### About this task
Write out again, please, the records below from the first line to the line holding "Related: #4745", inclusive, and nothing else.

### Data to use
PR #4805, opened 2024-11-29
[#4804] Add help icon and tooltip to AE Attribute Key header

### LINKED ISSUE #4804: Add help icon & tooltip to Attribute Key section of Active Effect window's Effects tab
Related: #4745 
Summarizing related: The Active Effects Guide page of the wiki is currently the only way of knowing which attribute keys are valid, and how to use them. An in-app solution would be ideal to allow new users to quickly find the keys they're looking for.
As a stopgap solution (or perhaps a permanent solution, if the related issue is determined not to make sense in the system itself), adding a little "Help" icon beside the Attribute Key header, with a tooltip linking users to the AE Guide wiki page, would provide guidance for users unfamiliar with how to configure AEs. Example mockup:
image

roth-michael:
Closes #4804 

image

### DIFF
--- a/dnd5e.mjs
+++ b/dnd5e.mjs
@@ -609,7 +609,7 @@ Hooks.on("renderDocumentSheetConfig", (app, html) => {
   }
 });
 
-Hooks.on("renderActiveEffectConfig", (app, html, data) => documents.ActiveEffect5e.onRenderActiveEffectConfig(html));
+Hooks.on("renderActiveEffectConfig", (app, html, data) => app.document.onRenderActiveEffectConfig(html));
 
 Hooks.on("targetToken", canvas.Token5e.onTargetToken);
 
--- a/dnd5e.mjs
+++ b/dnd5e.mjs
@@ -609,6 +609,8 @@ Hooks.on("renderDocumentSheetConfig", (app, html) => {
   }
 });
 
+Hooks.on("renderActiveEffectConfig", (app, html, data) => documents.ActiveEffect5e.onRenderActiveEffectConfig(html));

### Task result
PR #4805, opened 2024-11-29
[#4804] Add help icon and tooltip to AE Attribute Key header

### LINKED ISSUE #4804: Add help icon & tooltip to Attribute Key section of Active Effect window's Effects tab
Related: #4745 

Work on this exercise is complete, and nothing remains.